Ron drained just half his mug this time and Janer dropped a ten-shilling note on the bar.
‘Got anything smaller?’ asked the barman.
‘Just keep pouring,’ said Janer. He felt drunk already, but warily slid his mug back on to the bar. ‘In fact,’ he said, ‘drinks all round.’
‘You told me to remind you if you ever did this again,’ the Hive mind whispered to him.
‘Shaddup,’ said Janer and Captain Ron gave him a puzzled look. ‘Sorry, not you.’ He pointed at the hornets on his shoulder. ‘Them.’
‘Hornets,’ said Ron. ‘Insects don’t do so well here.’
‘Why’s that?’
‘The filaments clog up their air holes.’
Somebody laughed at this, and when Janer looked around he found that others in the Baitman had gathered behind them, and that the barman was pouring more drinks. He drank some more from his own mug and noticed subliminally that Keech had retreated into the background and was now carefully seating himself at one of the tables. The reif might appear fragile in this company, but Janer now knew how deceptive that appearance was.
‘Not as clogged as your air holes, you old bastard.’
Janer glanced to one side to see Erlin standing at his shoulder.

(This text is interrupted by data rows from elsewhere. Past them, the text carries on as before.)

PR #209, opened 2019-03-02
Java8 & jenkins.version 2.60.3

er1c:
* Update to jenkins.version 2.60.3 (allows for better recent plugin compatibility/tests)
    * Update to java8
    * Update tests for new signature/api changes

---
This change is [Reviewable](https://reviewable.io/reviews/jenkinsci/github-plugin/209)


er1c:
Looks like I missed the install tests from the CI, I'll see if I can fix those to get the green check

pom.xml
```diff
@@ -101,19 +110,33 @@
         <dependency>
             <groupId>org.jenkins-ci.plugins</groupId>
             <artifactId>git</artifactId>
-            <version>3.4.0</version>
+            <version>3.9.3</version>
+            <exclusions>
```
oleg-nenashev: If you have to do that, it is rather suppressing the issue. Better to declare dependencies directly in pom.xml, especially workflow-step-api which is used in production and excluded below

pom.xml
```diff
@@ -143,21 +166,22 @@
...
-            <scope>test</scope>
+            <version>3.1.0</version>
         </dependency>
 
+        <!--TEST DEPS-->
         <dependency>
             <groupId>org.apache.httpcomponents</groupId>
             <artifactId>httpclient</artifactId>
-            <version>4.5.2</version>
+            <version>4.5.3</version>
```
oleg-nenashev: Use https://github.com/jenkinsci/apache-httpcomponents-client-4-api-plugin instead ?

pom.xml
```diff
@@ -182,20 +206,63 @@
...
-            <version>${workflow.version}</version>
+            <version>${workflow-cps.version}</version>
+            <scope>test</scope>
+        </dependency>
+
+        <dependency>
+            <groupId>org.jenkins-ci.plugins.workflow</groupId>
+            <artifactId>workflow-step-api</artifactId>
+            <version>${workflow-step-api.version}</version>
+            <scope>test</scope>
```
oleg-nenashev: I believe it should be in the default scope

src/main/java/org/jenkinsci/plugins/github/config/GitHubTokenCredentialsCreator.java
```diff
@@ -141,13 +140,17 @@ public FormValidation doCreateTokenByCredentials(
...
         try {
             token = createToken(
-                    notNull(creds, "Why selected creds is null?").getUsername(),
-                    creds.getPassword().getPlainText(),
+                    creds.getUsername(),
+                    Secret.toString(creds.getPassword()),
                     defaultIfBlank(apiUrl, GITHUB_URL)
             );
-        } catch (IOException e) {
+        } catch (Exception e) {
```
oleg-nenashev: why?

pom.xml
```diff
@@ -47,15 +47,24 @@
     </issueManagement>
 
     <properties>
-        <jenkins.version>1.625.3</jenkins.version>
-        <jenkins-test-harness.version>1.625.3</jenkins-test-harness.version>
+        <jenkins.version>2.60.3</jenkins.version>
```
timja: This is a very old LTS version,
Up the maintainers here, and I know this plugin is quite conservative.

But looking at the stats:
http://stats.jenkins.io/pluginversions/github.html

The last version on the stats (1.29.3) was released 5 months ago, so only need to look at the last column to see who is upgrading

I would target 2.138.1 as 96% of users who are upgrading are on it

If you go back to 2.121.1 you get 98% coverage

pom.xml
```diff
@@ -47,15 +47,24 @@
...
+        <jenkins-test-harness.version>2.47</jenkins-test-harness.version>
```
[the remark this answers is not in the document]
er1c: can you clarify this change request?  Do you want me to remove the version, and simply specify the version dependency in the pom `<dependency>` directly, or don't specify it at all (e.g. let it be brought in as a transitive dependency?)

src/main/java/org/jenkinsci/plugins/github/config/GitHubTokenCredentialsCreator.java
er1c: Wooops, this was unintended, this block of code was giving me hell for a while, and at one point I was trying to catch `IOException` and the `NPE` from `notNull`, I will revert this.

er1c:
@oleg-nenashev  can you clarify the comment about java files being made executable?

What I see:

```
-rw-r--r--  1 eric  staff  1571 Mar  1 08:30 ./src/main/java/com/coravy/hudson/plugins/github/GithubLinkAction.java`
-rw-r--r--  1 eric  staff  1867 Mar  1 08:30 ./src/main/java/org/jenkinsci/plugins/github/GitHubPlugin.java
```

pom.xml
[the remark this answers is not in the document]
oleg-nenashev: I would recommend a transitive one. Plugin POM keeps it up to date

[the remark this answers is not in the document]
er1c: ok, thanks.  I was attempting to be as conservative in changes as possible, I'll get these dependencies cleaned up and re-verify the tests

pom.xml
er1c: Upon reflection, I think, in the end, I ended up specifying these dependencies directly anyhow.  I'll remove the exclusions and update the pom accordingly.

pom.xml
er1c: All of the workflows?  Or just the step-api?

pom.xml
er1c: They were not needed, I backed them out.  Unfortunately the result of iterative work and not reviewing my PR well enough.

pom.xml
er1c: Changed!

pom.xml
casz: I believe the plugin pom is suggesting 2.138.4 because of security concerns :smile: https://github.com/jenkinsci/plugin-pom/pull/167

casz:
@er1c this is what he means with executables

image

a few of them got modified

er1c:
@casz thanks!  I updated the PR, not sure how that would have happened, I was editing them on a windows box in IDEA at one point...

er1c:
@oleg-nenashev bump, I think I addressed your outstanding concerns

src/main/java/com/cloudbees/jenkins/GitHubPushTrigger.java
```diff
@@ -155,7 +162,11 @@ public void run() {
      * Returns the file that records the last/current polling activity.
      */
     public File getLogFile() {
-        return new File(job.getRootDir(), "github-polling.log");
+        if (job == null) {
+            return null;
```
oleg-nenashev: not sure this is a good idea, but it does not make the situation worse at least. It would have been NPE anyway.
Would be nice to update Javadoc to document the new behavior

er1c:
I can update this (or create a separate PR), but I believe it would require targeting Jenkins version `2.143` to pickup this fix: https://issues.jenkins-ci.org/browse/JENKINS-52024.

I attempted to target the most conservative jenkins release, since it was previously targeted so low.

Is the java11 a blocker for this to be merged?  (I want to rebase the annotation changes in https://github.com/jenkinsci/github-plugin/pull/210, so that can also be reviewed/merged)

pom.xml
KostyaSha: @timja i'm on 2.107.3 i don't see any reason in forcing dependency update.

pom.xml
```diff
@@ -101,19 +104,19 @@
         <dependency>
             <groupId>org.jenkins-ci.plugins</groupId>
             <artifactId>git</artifactId>
-            <version>3.4.0</version>
+            <version>3.9.3</version>
```
KostyaSha: negative, 3.9.3 is the LATEST release, there is no any reason to force using the one latest single available version. What if it have bugs (it always has bugs), users will have no chance to downgrade it.

er1c:
I just switched back to the git `3.4.0` and changed back to the workflow version that it affords.  I re-audited the plugin changes I made, I believe this is about as conservative as dependencies as possible.

pom.xml
er1c: I changed back to `3.4.0` and reverted back to an older workflow version.  Did you have any other suggestions?

KostyaSha: test scopes are not critical

er1c:
Are you recommending I change them?

pom.xml
```diff
@@ -143,21 +148,23 @@
         <dependency><!-- exists in the core -->
             <groupId>org.jenkins-ci.modules</groupId>
             <artifactId>instance-identity</artifactId>
-            <version>1.3</version>
+            <version>2.1</version><!-- matches 2.60.3 -->
```
KostyaSha: So is it provided by core?

er1c: That's a good question, it was a previous annotation.  is there a good way to verify?

er1c: I actually just downloaded the core.jar file and it is not included, so I'm going to remove this comment & provided

KostyaSha: i remind that it's jar and not a plugin...

pom.xml
er1c: Are you recommending I change them?

KostyaSha: No opinion for test scope, but for hard deps it's bad practice to bump minimal requires dependencies.

src/main/java/com/cloudbees/jenkins/GitHubPushTrigger.java
```diff
@@ -155,7 +162,11 @@ public void run() {
...
+        } else {
```
jsoref: Not sure about coding style, but I wouldn't use an `else` here ("else after return").

er1c: If we want to get fancy, we can also update the signature to be a `RandomAccessFile`: https://gist.github.com/er1c/bcec81835c4eea05a208995e7c37a4da to ensure it gets deleted after creation, and guarantee it isn't null.  That requires a signature change tho.

er1c: I updated this block of code, and added additional null checks/`@CheckForNull` annotation.

pom.xml
```diff
@@ -110,10 +108,17 @@
             <version>2.2.0</version>
         </dependency>
 
+        <!-- From jenkins 2.60.3 -->
```
batmat: Not sure this is the best way. If you've got a conflict somewhere and this is pulled in by the core, a good way is to exclude it from other dependencies. This will allow the plugin to always behave with the version coming from the Core.

Doing this enforced here is going to cause differences when the Core is bumped and you miss aligning it to a possibly updated version in the Core dependencies.

pom.xml
batmat: Same idea as my previous comment. It's pulled by the core indeed.

See https://github.com/jenkinsci/jenkins/blob/cc964ef664250b6737e471ef546a46a37421cb4f/war/pom.xml#L95-L99

pom.xml
```diff
@@ -140,24 +145,25 @@
...
         </dependency>
 
-        <!--TEST DEPS-->
-        <dependency> <!-- from org.eclipse.jetty:jetty-server:9.2.15.v20160210 -->
+        <!-- Required for java8 -->
+        <dependency> <!-- from org.eclipse.jetty:jetty-server:9.4.5.v20170502-->
             <groupId>javax.servlet</groupId>
             <artifactId>javax.servlet-api</artifactId>
-            <scope>test</scope>
+            <version>3.1.0</version>
```
batmat: same, should probably be configured to take from the Core instead of pinned here

src/main/java/com/cloudbees/jenkins/GitHubPushCause.java
```diff
@@ -37,5 +37,17 @@ public GitHubPushCause(File pollingLog, String pusher) throws IOException {
     public String getShortDescription() {
         return format("Started by GitHub push by %s", trimToEmpty(pushedBy));
     }
+
+    @Override
+    public boolean equals(Object o) {
+        return o instanceof GitHubPushCause || super.equals(o);
```
batmat: This is a bug IIUC. This must be an `&&`, or any `GitHubPushCause` instance will be seen as equal?

er1c: Good catch, I also need to compare `pushedBy`

er1c: Does this look correct?

```
    @Override
    public boolean equals(Object o) {
        return o instanceof GitHubPushCause &&
                (null != o && this.pushedBy == ((GitHubPushCause) o).pushedBy) &&
                super.equals(o);
    }
```

pom.xml
er1c: Can you give me an example here?  In this case I'm trying to use the existing conventions to reduce the changes.  It sounds like you are offering an improvement on the existing codebase?  I think another reviewer earlier commented on something as was set to `provided`, and it may not have actually been provided by core.  I think `javax.servlet-api` might have been one example where I had to add the dependency to the POM for it to compile on java8 (vs just the tests compiling).  In that case you are just recommending remove the version tag from the dependency?

er1c: I think I figured it out, this should be resolved

pom.xml
er1c: This should be resolved, please verify

src/main/java/com/cloudbees/jenkins/GitHubPushCause.java
er1c: This should be resolved.

er1c:
@KostyaSha can we get this merged?

KostyaSha:
Waiting review from @jglick

pom.xml
jglick: Surely this could just be removed?

pom.xml
```diff
@@ -182,16 +183,30 @@
             <scope>test</scope>
         </dependency>
 
+        <!-- For GlobalMatrixAuthorizationStrategy -->
```
jglick: Usually you would instead use `MockAuthorizationStrategy`.

pom.xml
```diff
@@ -182,16 +183,30 @@
...
         <dependency>
             <groupId>org.jenkins-ci.plugins.workflow</groupId>
-            <artifactId>workflow-job</artifactId>
+            <artifactId>workflow-cps</artifactId>
             <version>${workflow.version}</version>
             <scope>test</scope>
+            <exclusions>
+                <exclusion>
+                    <groupId>org.jenkins-ci.ui</groupId>
+                    <artifactId>jquery-detached</artifactId>
```
jglick: Looks like a workaround for your use of an ancient (1.x) version.

src/main/java/com/cloudbees/jenkins/GitHubPushCause.java
```diff
@@ -37,5 +37,19 @@ public GitHubPushCause(File pollingLog, String pusher) throws IOException {
...
+    public boolean equals(Object o) {
+        return o instanceof GitHubPushCause
+                && this.pushedBy.equals(((GitHubPushCause) o).pushedBy)
+                && super.equals(o);
+    }
+
+    @Override
+    public int hashCode() {
+        int hash = super.hashCode();
+        hash = 89 * hash + (this.pushedBy != null ? this.pushedBy.hashCode() : 0);
```
jglick: Could also use `java.util.Objects` for these two.

src/main/java/com/cloudbees/jenkins/GitHubPushTrigger.java
```diff
@@ -135,16 +145,23 @@ public void run() {
...
                         cause = new GitHubPushCause(pushBy);
                     }
-                    if (asParameterizedJobMixIn(job).scheduleBuild(cause)) {
+
+                    if (null != job && asParameterizedJobMixIn(job).scheduleBuild(cause)) {
                         LOGGER.info("SCM changes detected in " + job.getFullName()
                                 + ". Triggering #" + job.getNextBuildNumber());
                     } else {
-                        LOGGER.info("SCM changes detected in " + job.getFullName() + ". Job is already in the queue");
+                        LOGGER.info("SCM changes detected in " + (null == job ? "null" : job.getFullName())
```
jglick: Presumably if `job == null` you could just return early from `run`?

src/main/java/com/cloudbees/jenkins/GitHubPushTrigger.java
```diff
@@ -234,7 +255,12 @@ public String getUrlName() {
         }
 
         public String getLog() throws IOException {
-            return Util.loadFile(getLogFile());
+            File logFile = getLogFile();
+            if (null == logFile) {
+                return "";
```
jglick: Better to throw an `IOException`.

pom.xml
er1c: This was previously suggested by @batmat I think, I originally pinned a version, but yes, this is being added as a work around.

pom.xml
er1c: Good to know, but I'm not sure I want to change that functionality.  I'm trying to keep the changes to a minimum.  @KostyaSha thoughts?

src/main/java/com/cloudbees/jenkins/GitHubPushTrigger.java
er1c: I think the impetus here was the code quality checker complaining about no null check, I'll see if I can add it further up, that is a better way to handle it, and can leave this line unchanged.

src/main/java/com/cloudbees/jenkins/GitHubPushTrigger.java
er1c: Good catch, I think I updated some of the changes to throw, and clearly not others.  I'll update this position.

src/main/java/com/cloudbees/jenkins/GitHubPushCause.java
er1c: 👍

pom.xml
er1c: Unfortunately, the tests fail if it isn't included. 


```
       <a href="https://jenkins.io/redirect/users-mailing-list">The users list</a> might be also useful in understanding what has happened.</p><h2>Stack trace</h2><pre style="margin:2em; clear:both">java.lang.NoSuchMethodError: javax.servlet.http.HttpServletResponse.getStatus()I
	at org.eclipse.jetty.server.handler.ErrorHandler.doError(ErrorHandler.java:142)
	at org.eclipse.jetty.server.handler.ErrorHandler.handle(ErrorHandler.java:78)
	at org.eclipse.jetty.server.Response.sendError(Response.java:655)
	at javax.servlet.http.HttpServletResponseWrapper.sendError(HttpServletResponseWrapper.java:118)
	at javax.servlet.http.HttpServletResponseWrapper.sendError(HttpServl
```

src/main/java/com/cloudbees/jenkins/GitHubPushTrigger.java
er1c: Yeah, spot bugs yells at me:

```

[2019-03-27T20:06:25.805Z] [ERROR] Possible null pointer dereference of hudson.triggers.Trigger.job in com.cloudbees.jenkins.GitHubPushTrigger$1.run() [com.cloudbees.jenkins.GitHubPushTrigger$1, com.cloudbees.jenkins.GitHubPushTrigger$1] Dereferenced at GitHubPushTrigger.java:[line 167]Known null at GitHubPushTrigger.java:[line 163] NP_NULL_ON_SOME_PATH
```
adding back the null check.

er1c:
@KostyaSha I believe all of the outstanding issues have been resolved, can you please review?

pom.xml
jglick: Fine, just FYI.

er1c:
@KostyaSha bump?

er1c:
> I think @jglick mention to throw exception from method, not throw on null on every code place.
> File permission change is still there

Throwing the exception doesn't fix the build failure (unfortunately), it still wants the null check code to be in place.

I can still add the exception in a few minutes if you would like.

The permissions were changed - if you view the diff I actually FIXED one of the permissions that was checked in with 0755:

image

er1c:
@KostyaSha any chance to get this looked at?  Thanks!

er1c:
@KostyaSha my weekly bump :) Thanks!

pom.xml
```diff
@@ -140,24 +138,27 @@
...
         </dependency>
 
-        <dependency><!-- exists in the core -->
+        <dependency>
             <groupId>org.jenkins-ci.modules</groupId>
             <artifactId>instance-identity</artifactId>
-            <version>1.3</version>
-            <scope>provided</scope>
+            <version>2.1</version><!-- Version matches https://mvnrepository.com/artifact/org.jenkins-ci.main/jenkins-war/2.60.3 -->
+            <scope>provided</scope><!-- https://wiki.jenkins.io/display/JENKINS/Instance+Identity "add a provided scope dependency to this module into your plugin" -->
```
jglick: What a mess. On my to-do list: make most if not all bundled modules into plain plugins.

pom.xml
jglick: Then someone did something wrong here. Track down what. It is not normal to depend explicitly on `servlet-api` from a plugin POM.

pom.xml
jglick: Suggest leaving a `TODO` comment requesting this be deleted as soon as the relevant `workflow-*` dependencies are upgraded to something not so ridiculously old.

src/main/java/com/cloudbees/jenkins/GitHubPushTrigger.java
```diff
@@ -154,7 +162,11 @@ public void run() {
     /**
      * Returns the file that records the last/current polling activity.
      */
-    public File getLogFile() {
+    public File getLogFile() throws IOException {
+        if (null == job) {
+            throw new IOException("Job was null, unable to getLogFile");
```
jglick: Should this not be detected earlier in the cycle, rather than throwing an exception?

pom.xml
er1c: Just to be clear, you don't want any changes here, right? :)

jglick: Right, sorry for not being clear—the way modules currently work, there is no clean way to depend on them.

src/main/java/com/cloudbees/jenkins/GitHubPushTrigger.java
er1c: The entire null checking here was added because the syntax package check start wouldn't pass.  Previously this, would have just thrown an NPE.  I don't have an actual example where this would occur, and I'm not familiar enough with the plugin to hazard any guesses.  Would you want this to be fixed as a precondition for this to get merged?  Or would a TODO here suffice (as it is also no worse than the current master, maybe better with the additional error messages that could help illustrate the condition in the wild)

jglick: Ah I see, back to https://github.com/jenkinsci/github-plugin/pull/209#discussion_r269091269. I think the best fix would be for the polling cycle to start off assigning `job` to a local variable. If null, exit right away—unconfigured, nothing to do. Otherwise you have a non-null reference which can be used without further checks within this method and passed to any helper methods it calls.

jglick:
Again I am _not_ a maintainer of this plugin, I just keep on getting review requested on this PR for whatever reason.

pom.xml
er1c: Just so I am clear too, you think the entire dependency should be able to be removed, not simply removing the scope/test and replacing with the version pin, right?

jglick: Probably yes. Try deleting the explicit dep and then checking `mvn dependency:tree` to see if something else is improperly pulling in this dep. I saw something about Jetty in there? Might suffice to just have another `<exclude>` somewhere.

er1c: I was able to remove the pinning, change the scope from `test` => `provided` and this does seem to be working...I'm pretty confused, as I think I tried this before and was not able to get it to work, but perhaps there was some additional pinning that I fixed that makes this work.

It looks like there are some servlet hooks here: https://github.com/jenkinsci/github-plugin/blob/497f43251e3bfc130f125f75e45f73e06894361d/src/main/java/com/cloudbees/jenkins/GitHubWebHookCrumbExclusion.java that is requiring the servlet extension, I'm still trying to figure out exactly what the purpose of it is.

pom.xml
er1c: TODO Added

pom.xml
jglick: It is normal enough for plugins to be referring to Servlet API classes—they are in the signature of several APIs defined in Jenkins core, and generally by [Stapler](http://stapler.kohsuke.org/reference.html). However the dep is normally defined in the parent POM; it should not need to be mentioned explicitly in the plugin’s POM.

src/main/java/com/cloudbees/jenkins/GitHubPushTrigger.java
er1c: I have updated this, I changed the signature for `getLogFile` to take a `@NonNull Job<?, ?>` (made it private) and updated a few references.  I didn't explicitly make a local `job` variable, since I could just do the single null check in the start of the `onPost`, which then lets me use the class's `job` as a non-null field in the rest of the code block fine, and revert some of the job-null checks that were added.

I added a `getLogFile` wrapper to maintain API compatibility (I have no idea who would use this!).  But I also didn't want to touch modifying the public API and any unintended consequences that would have.

er1c: It looks like spotbugs hates me :).  I'll add the local `job` variable as suggested to avoid this.

```

[2019-04-15T16:50:14.606Z] [ERROR] hudson.triggers.Trigger.job could be null and is guaranteed to be dereferenced in com.cloudbees.jenkins.GitHubPushTrigger$1.run() [com.cloudbees.jenkins.GitHubPushTrigger$1, com.cloudbees.jenkins.GitHubPushTrigger$1, com.cloudbees.jenkins.GitHubPushTrigger$1] Dereferenced at GitHubPushTrigger.java:[line 157]Dereferenced at GitHubPushTrigger.java:[line 160]Known null at GitHubPushTrigger.java:[line 156] NP_GUARANTEED_DEREF

[2019-04-15T16:50:14.606Z] [ERROR] Null passed for non-null parameter of GitHubPushTrigger.getLogFileForJob(Job) in com.cloudbees.jenkins.GitHubPushTrigger$1.run() [com.cloudbees.jenkins.GitHubPushTrigger$1, com.cloudbees.jenkins.GitHubPushTrigger$1] Method invoked at GitHubPushTrigger.java:[line 150]Known null at GitHubPushTrigger.java:[line 150] NP_NULL_PARAM_DEREF

[2019-04-15T16:50:14.606Z] [ERROR] Null passed for non-null parameter of GitHubPushTrigger.getLogFileForJob(Job) in com.cloudbees.jenkins.GitHubPushTrigger$1.runPolling() [com.cloudbees.jenkins.GitHubPushTrigger$1, com.cloudbees.jenkins.GitHubPushTrigger$1] Method invoked at GitHubPushTrigger.java:[line 107]Known null at GitHubPushTrigger.java:[line 107] NP_NULL_PARAM_DEREF

[2019-04-15T16:50:14.606Z] [INFO] 

```

jglick: That sounds easiest. Again these are just my suggestions as an outside observer of the plugin.

er1c: These changes are already pushed/and CI came back green

er1c:
@KostyaSha I think this is ready for merge, you are the current maintainer, right?

src/main/java/com/cloudbees/jenkins/GitHubPushTrigger.java
```diff
@@ -91,22 +94,33 @@ public void onPost(String triggeredByUser) {
...
                         PrintStream logger = listener.getLogger();
+
                         long start = System.currentTimeMillis();
                         logger.println("Started on " + DateFormat.getDateTimeInstance().format(new Date()));
                         if (event.getOrigin() != null) {
                             logger.format("Started by event from %s on %tc%n", event.getOrigin(), event.getTimestamp());
                         }
-                        boolean result = SCMTriggerItems.asSCMTriggerItem(job).poll(listener).hasChanges();
+                        SCMTriggerItem item = SCMTriggerItems.asSCMTriggerItem(currentJob);
+                        if (null == item) {
```
KostyaSha: As we are updating to newer java, please update null checks to human readable `Objects.isNull/nonNull()` 
(only in modified places)

KostyaSha:
> I just keep on getting review requested on this PR for whatever reason.

Thanks, dependencies were looking weird before. Now looks better.

src/main/java/com/cloudbees/jenkins/GitHubPushTrigger.java
er1c: Updated!  I'm just waiting for the checks to make sure nothing changed with the spotbugs

KostyaSha: I think it can't understand checks, so ignore it.

er1c:
Spotbugs is complainig about the last line:

```
                        SCMTriggerItem item = SCMTriggerItems.asSCMTriggerItem(currentJob);
                        if (Objects.isNull(item)) {
                            throw new RuntimeException("Job is not an SCMTriggerItem: " + currentJob);
                        }
                        boolean result = item.poll(listener).hasChanges();
```

Despite the above null check, I can revert these back to `null == item` and it will fix the spotbugs error, or leave them inplace.

er1c:
> Spotbugs is complainig about the last line:
> 
> ```
>                         SCMTriggerItem item = SCMTriggerItems.asSCMTriggerItem(currentJob);
>                         if (Objects.isNull(item)) {
>                             throw new RuntimeException("Job is not an SCMTriggerItem: " + currentJob);
>                         }
>                         boolean result = item.poll(listener).hasChanges();
> ```
> Despite the above null check, I can revert these back to `null == item` and it will fix the spotbugs error, or leave them inplace.

I updated this line back to `null == item` for spotbugs:

```
[INFO] ------------------------------------------------------------------------
[INFO] BUILD SUCCESS
[INFO] ------------------------------------------------------------------------
[INFO] Total time: 02:06 min
[INFO] Finished at: 2019-04-17T20:00:16-07:00
```

er1c:
PR is green

batmat:
@KostyaSha this looks like quite correct now? Do you think we could consider merging this, or can you clarify what would be missing? Thanks!

src/main/java/com/cloudbees/jenkins/GitHubPushTrigger.java
```diff
@@ -91,22 +95,33 @@ public void onPost(String triggeredByUser) {
...
+                            throw new RuntimeException("Job is not an SCMTriggerItem: " + currentJob);
```
casz: Could we please avoid Runtime Exception and throw a proper exception?

Like illegal state exception?

src/main/java/com/cloudbees/jenkins/GitHubPushTrigger.java
```diff
@@ -155,6 +172,17 @@ public void run() {
      * Returns the file that records the last/current polling activity.
      */
     public File getLogFile() {
+        try {
+            return getLogFileForJob(notNull(job, "Job can't be null!"));
+        } catch (IOException ex) {
+            throw new RuntimeException(ex);
```
casz: Why not just add throws to the method and let Jenkins handle it. Like you did with getLogFileForJob.
You're rethrowing the exception just wrapped in another exception. Hence it makes sense to add throws to the method signature.

src/main/java/com/cloudbees/jenkins/GitHubPushTrigger.java
er1c: I threw a runtime exception, because the code already had a catch for it below/didn't want to make a signature change.

src/main/java/com/cloudbees/jenkins/GitHubPushTrigger.java
er1c: I just didnt want to make a signature change for the method if there were any reverse-compatibility API issues.

er1c: I was actually tempted to @Deprecate this method, since I don't know how/why it is exposed outside this method

casz: This is exposed for Jenkins to provide a view of the trigger log

src/main/java/com/cloudbees/jenkins/GitHubPushTrigger.java
casz: Illegal state exception is also a runtime exception just more descriptive

src/main/java/com/cloudbees/jenkins/GitHubPushTrigger.java
er1c: Are you sure? As far as I can tell, it isn't implementing any interface, it compiles/tests fine without it

er1c: @KostyaSha this public `getLogFile` isn't used anywhere other than the `github-plugin` I would like to simply remove the public interface,

https://github.com/jenkinsci/github-plugin/search?q=getlogfile&unscoped_q=getlogfile
https://github.com/search?q=org%3Ajenkinsci+GitHubPushTrigger+getlogfile&type=Code

As far as I can tell this isn't used by any other project, any objections, or should I simply mark it as `@Deprecated`?

KostyaSha: jenkinsci is not the only place where plugins exist, there are a lot of private plugins, if it was public it should be public.

er1c: OK, is the existing code fine, or should I change the signature to throw IOException?

src/main/java/com/cloudbees/jenkins/GitHubPushTrigger.java
```diff
@@ -92,13 +95,19 @@ public void onPost(String triggeredByUser) {
      * Called when a POST is made.
      */
     public void onPost(final GitHubTriggerEvent event) {
+        if (Objects.isNull(job)) {
+            return; // nothing to do
+        }
+
+        Job<?, ?> currentJob = notNull(job, "Job can't be null");
```
KostyaSha: Why is it needed?

er1c: This was suggested by @jglick the dereferencing allows us to guarantee the job continues to be not-null for the rest of the execution block.

er1c:
@koystasha thank you!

‘Erlin!’ bellowed Ron. He reached past Janer and picked her up, but carefully. Janer noticed that the Hooper showed not a trace of effort. He might as well have been lifting an origami sculpture.
‘Careful, Ron,’ said Erlin. ‘I’m only a ninety Hooper.’
‘You’ve come back for Ambel?’ said Ron, still holding her off the ground. After a moment, he realized what he was doing and carefully put her down.
‘I have. We’ve unfinished business. Do you know where he is?’
‘Last heard, he was out at the Sargassum.’
‘Who’s going out there?’
Ron grinned at her. ‘The turbul’s good out there this season,’ he said.
Much of the rest of the evening was a blur to Janer. He remembered Keech joining in a conversation about Jay Hoop, the ancient piratical founder of Spatterjay after whom the planet was named, and he remembered later finding himself lying under a table. There was also a vague memory of being slung over Ron’s shoulder, a long walk through darkness, then puking over a wooden rail into an oily sea. Then blackness.